Novartis strikes landmark deal with NHS to speed up inclisiran access
Novartis and NHS England have forged a pact to accelerate the access of its new cholesterol-lowering drug inclisiran for primary prevention of cardiovascular disease.
Health Secretary Matt Hancock says that the agreement means inclisiran will “be coming to the UK first” – thanks to the NHS’ position as the biggest purchaser of medicines in the world – and could save “tens of thousands” of lives over the next decade.
The three-part deal consists of an access agreement for high-risk patients, a large-scale trial of the gene-silencing PCSK9 inhibitor that is due to get underway this year, and the creation of a consortium with academic groups to try to improve the manufacturing of oligonucleotide drugs like inclisiran in the UK.
Novartis has inherited the deal from The Medicines Company, which originally developed inclisiran and was acquired by the Swiss pharma group late last year in a $9.7 billion deal.
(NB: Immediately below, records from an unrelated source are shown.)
PR #283, opened 2019-03-26
🔧(pyup) switch to weekly updates

jmaupetit:
## Purpose

By default, pyup submits a new MR for every new dependency update. We prefer scheduling updates with a weekly frequency.

## Proposal

- [x] add `.pyup.yml` configuration file


sampaccoud (approved):
:+1:

Issue #308, opened 2019-05-03
Add tray version support


jmaupetit:
## Purpose

While fetching an application tray, we need to support multiple versions of the tray.

## Proposal

- [ ] update the apps tree to something like: 

`apps/{{ tray.name }}/{{ tray.version }}/templates/...`

- [ ] add versions to active apps, _e.g._:

```yaml
apps:
  - name: richie
    version: 1.0.0
```
- [ ] collect apps given this version

Optional:

- [ ] add default version support

jmaupetit:
Not sure this is relevant in fact. Will we deploy two different tray releases in the same project ?

PR #309, opened 2019-05-03
Add community applications (trays) fetch support

jmaupetit:
## Purpose

Now that we are able to work with tray-packaged apps, the fun part begin! We now need to be able to download, configure and add community apps that are not part of official apps.

## Proposal

- [x] add `community_apps` target directory
- [x] add `fetch_dependencies.yml` playbook and arnold `install` command


group_vars/all/apps.yml
```diff
@@ -0,0 +1,22 @@
+#
```
jmaupetit: I should annotate/comment this file.

group_vars/all/apps.yml
```diff
@@ -0,0 +1,22 @@
...
+app_tray_finder: "arnold.yml"
+
+# Paths to look for deployable applications
+apps_paths:
+  - "apps/"
+  - "community_apps/"
+
+apps_repository:
+  - name: funmooc
```
jmaupetit: Should comment this as a template

group_vars/all/apps.yml
```diff
@@ -0,0 +1,22 @@
+#
+app_tray_finder: "arnold.yml"
+
+# Paths to look for deployable applications
+apps_paths:
+  - "apps/"
+  - "community_apps/"
+
+apps_repository:
```
jmaupetit:
```suggestion
apps_registry:
```

group_vars/all/apps.yml
```diff
@@ -0,0 +1,22 @@
...
+  - name: funmooc
+    git:
+      # Should be https or ssh (requires more configuration) git repository url
+      repository: https://github.com/openfun/fun-mooc.git
+      # Can be a tag, a branch or a commit sha1
+      version: add-arnold-package
```
jmaupetit: This should be guessed from the application version listed in `apps` (when #308 will be implemented).

group_vars/all/apps.yml
```diff
@@ -0,0 +1,22 @@
...
+
+core_apps_paths:
+  - "core_apps/"
+
+community_apps_dir: "community_apps"
```
jmaupetit: Will be removed once all apps moved from Arnold to their own repository.

tasks/fetch_app.yml
```diff
@@ -0,0 +1,48 @@
...
+- name: Remove old tray
+  file:
+    path: "{{ tray_dest_path.stat.path }}"
+    state: absent
+  when: tray_dest_path.stat.exists and tray_dest_path.stat.isdir
+
+- name: Install fetched tray
+  copy:
+    src: "{{ build_dir.path }}/{{ tray_finder.tray.path }}/"
+    dest: "{{ community_apps_dir }}/{{ tray.metadata.name }}"
```
lunika: You can maybe also removed the temporary clone ?

group_vars/all/apps.yml
lunika: I'm not sure this file should be versionned. Maybe I'm wrong but I understand that I will have to edit it if I want to add a third party application. If I modify it, it will appear in the list of modified files in my git status and I don;t think we want this.

fetch_apps.yml
```diff
@@ -0,0 +1,15 @@
+---
+- hosts: local
+  gather_facts: False
+
+  tasks:
+    - name: Display playbook name
+      debug: msg="==== Starting fetch_apps playbook ===="
+
+    - import_tasks: tasks/set_vars.yml
```
lunika: Is it really needed ?

jmaupetit: I have to test it but probably not.

tasks/fetch_app.yml
jmaupetit: Not sure, that is the OS responsibility to delete temporary files (in `/tmp`) not our.

group_vars/all/apps.yml
jmaupetit: You can safely override default variables for a customer/env_type with your own apps repository.

bin/arnold
```diff
@@ -194,6 +200,7 @@ COMMANDS:
   create_db_vault   create or update a vault file with databases credentials
   htpasswd          initialize a namespace's htpassword files
   info              display current configuration
+  install           fetch dependencies (deployable community apps)
```
lunika: `install` is not really intuitive. I expect something else then fetching dependencies.

Could be `dependencies` ? `dependency` ?

lunika (commented):
We will have to manually maintain a registry in this repo ?

bin/arnold
jmaupetit: Would `install_trays` be more explicit?

jmaupetit:
> We will have to manually maintain a registry in this repo ?

Yup. Until we come up with a better idea.

bin/arnold
lunika: yes

fetch_dependencies.yml
```diff
@@ -0,0 +1,63 @@
...
+    - name: Re-check application registry
+      stat:
+        path: "{{ apps_registry_file_name }}"
+      register: registry_file
+
+    - name: Load registry
+      include_vars:
+        file: "{{ apps_registry_file_name }}"
+        name: registry
+      when: registry_file.stat.exists
```
lunika, line 37: You should also abort if the registry file is not created.

fetch_dependencies.yml
```diff
@@ -0,0 +1,63 @@
...
+        - name: Abort if dependencies file does not exist
+          debug:
+            msg: "No dependencies file found"
+        - name: Exit playbook
+          meta: end_play
+      when: not dependencies_file.stat.exists
+
+    - name: Load dependencies
+      include_vars:
+        file: "dependencies.yml"
```
lunika: can we variabilize this file name ?

registry.yml
```diff
@@ -0,0 +1,20 @@
+# Community apps registry
```
lunika, line 1: Did you plan to check if this file is correctly formatted ? A doc somewhere with properties we can use ? `subpath` is not always used as I see.

tasks/fetch_app.yml
```diff
@@ -0,0 +1,102 @@
...
+    verbosity: 2
+
+- name: Check already installed tray
+  stat:
+    path: "{{ tray_dest_path }}"
+  register: tray_dest
+
+- name: Confirm tray update
+  pause:
+    prompt: "{{ tray.metadata.name }} tray already exists. Do you want to update it? Press enter to continue, Ctrl+C to interrupt"
```
lunika: `Ctrl+c` will interrupt all the command or just this app installation ? If I install 3 apps, the first is already installed and I don't want to update it, is it possible to skip it and continue ?

lunika (approved):

lunika (changes requested):
Sorry, I don't want to block the PR but I can't undo my previous approval and it was a mistake.

tasks/fetch_app.yml
jmaupetit: Unfortunately it will break the loop, so interrupt all the command.

fetch_dependencies.yml
jmaupetit: Sure we can, but it's more like a convention.

registry.yml
jmaupetit: Good points. I should definitely write a documentation for this. What do you have in mind for its validation? A schema?

tasks/fetch_app.yml
lunika: I think we should not. Is there another way to do it in multiple step ? Asking a value and depending on this value skip remaining tasks ?

registry.yml
lunika: Yes like a schema and validated in the CI

tasks/fetch_app.yml
jmaupetit: I've implemented this behavior. Thanks for the suggestion. :muscle:

registry.yml
jmaupetit: I've added a JSONSchema specification for the registry file format, and it is now automatically checked by the CI.

jmaupetit:
@lunika I've addressed all your comments. Ready for a last review? :pray:

lunika (approved):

The “population-level” agreement – billed by Novartis as a “world-first” – would see the twice-yearly injectable drug made available to people with atherosclerotic cardiovascular disease (ASCVD) as early as next year, according to Novartis.
That would steal a march on rival, once-monthly PCSK9 inhibitors – Amgen’s Repatha (evolocumab) and Sanofi/Regeneron’s Praluent (alirocumab) – which have been available for some years but still aren’t being widely used.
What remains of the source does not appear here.